About this exercise » Copy out, from the entries below, each line holding the string "TODO".

START Task inputs

PR #4538, opened 2025-02-11
Add TODO to Frame.SetContent

inancgumus:
As per https://github.com/grafana/k6/pull/4533#discussion_r1951060681.

### DIFF
--- a/internal/js/modules/k6/browser/common/frame.go
+++ b/internal/js/modules/k6/browser/common/frame.go
@@ -1474,6 +1474,7 @@ func (f *Frame) SetContent(html string, _ *FrameSetContentOptions) error {
 	f.log.Debugf("Frame:SetContent", "fid:%s furl:%q", f.ID(), f.URL())
 
 	// TODO(@inancgumus): Respect the FrameSetContentOptions before executing the action.
+	// A solution is similar to the logic in `WaitForLoadState`.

END Task inputs

Response »
Add TODO to Frame.SetContent
 	// TODO(@inancgumus): Respect the FrameSetContentOptions before executing the action.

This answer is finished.